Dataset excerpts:
▼▼▼

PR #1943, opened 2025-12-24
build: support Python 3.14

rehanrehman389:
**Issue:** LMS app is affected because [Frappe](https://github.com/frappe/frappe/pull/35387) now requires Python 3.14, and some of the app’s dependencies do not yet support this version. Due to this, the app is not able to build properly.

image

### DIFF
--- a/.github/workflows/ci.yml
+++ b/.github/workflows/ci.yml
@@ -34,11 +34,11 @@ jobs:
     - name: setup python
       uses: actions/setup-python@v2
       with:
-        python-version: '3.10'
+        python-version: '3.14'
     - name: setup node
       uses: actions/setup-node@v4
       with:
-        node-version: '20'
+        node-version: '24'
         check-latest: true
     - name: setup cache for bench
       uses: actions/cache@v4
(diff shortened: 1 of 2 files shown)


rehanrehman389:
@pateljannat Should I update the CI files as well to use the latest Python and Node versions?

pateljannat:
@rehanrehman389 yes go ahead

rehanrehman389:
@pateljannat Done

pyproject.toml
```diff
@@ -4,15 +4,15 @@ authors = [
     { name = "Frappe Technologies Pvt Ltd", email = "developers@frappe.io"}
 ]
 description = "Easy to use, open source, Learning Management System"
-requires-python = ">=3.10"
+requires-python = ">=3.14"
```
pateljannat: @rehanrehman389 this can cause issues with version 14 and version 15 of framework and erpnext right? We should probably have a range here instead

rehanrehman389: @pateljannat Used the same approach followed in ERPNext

▲▲▲
▼▼▼

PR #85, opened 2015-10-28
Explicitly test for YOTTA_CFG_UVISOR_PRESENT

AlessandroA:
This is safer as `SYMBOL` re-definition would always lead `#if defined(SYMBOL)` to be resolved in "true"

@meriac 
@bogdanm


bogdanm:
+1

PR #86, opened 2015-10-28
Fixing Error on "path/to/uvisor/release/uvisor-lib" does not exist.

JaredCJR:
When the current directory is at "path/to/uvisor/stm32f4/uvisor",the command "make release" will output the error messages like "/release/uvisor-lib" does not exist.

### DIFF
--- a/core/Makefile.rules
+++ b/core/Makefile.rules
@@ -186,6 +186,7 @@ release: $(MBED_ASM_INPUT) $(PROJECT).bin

▲▲▲

## [INSTRUCTIONS TO FOLLOW]
Only the lines above starting at the one containing "uses: actions/setup-python@v2" and ending at the one containing "rehanrehman389: @pateljannat Used", both included, are to be returned, exactly as they read.

## [RESULT OF THE EXERCISE]
       uses: actions/setup-python@v2
       with:
-        python-version: '3.10'
+        python-version: '3.14'
     - name: setup node
       uses: actions/setup-node@v4
       with:
-        node-version: '20'
+        node-version: '24'
         check-latest: true
     - name: setup cache for bench
       uses: actions/cache@v4
(diff shortened: 1 of 2 files shown)


rehanrehman389:
@pateljannat Should I update the CI files as well to use the latest Python and Node versions?

pateljannat:
@rehanrehman389 yes go ahead

rehanrehman389:
@pateljannat Done

pyproject.toml
```diff
@@ -4,15 +4,15 @@ authors = [
     { name = "Frappe Technologies Pvt Ltd", email = "developers@frappe.io"}
 ]
 description = "Easy to use, open source, Learning Management System"
-requires-python = ">=3.10"
+requires-python = ">=3.14"
```
pateljannat: @rehanrehman389 this can cause issues with version 14 and version 15 of framework and erpnext right? We should probably have a range here instead

rehanrehman389: @pateljannat Used the same approach followed in ERPNext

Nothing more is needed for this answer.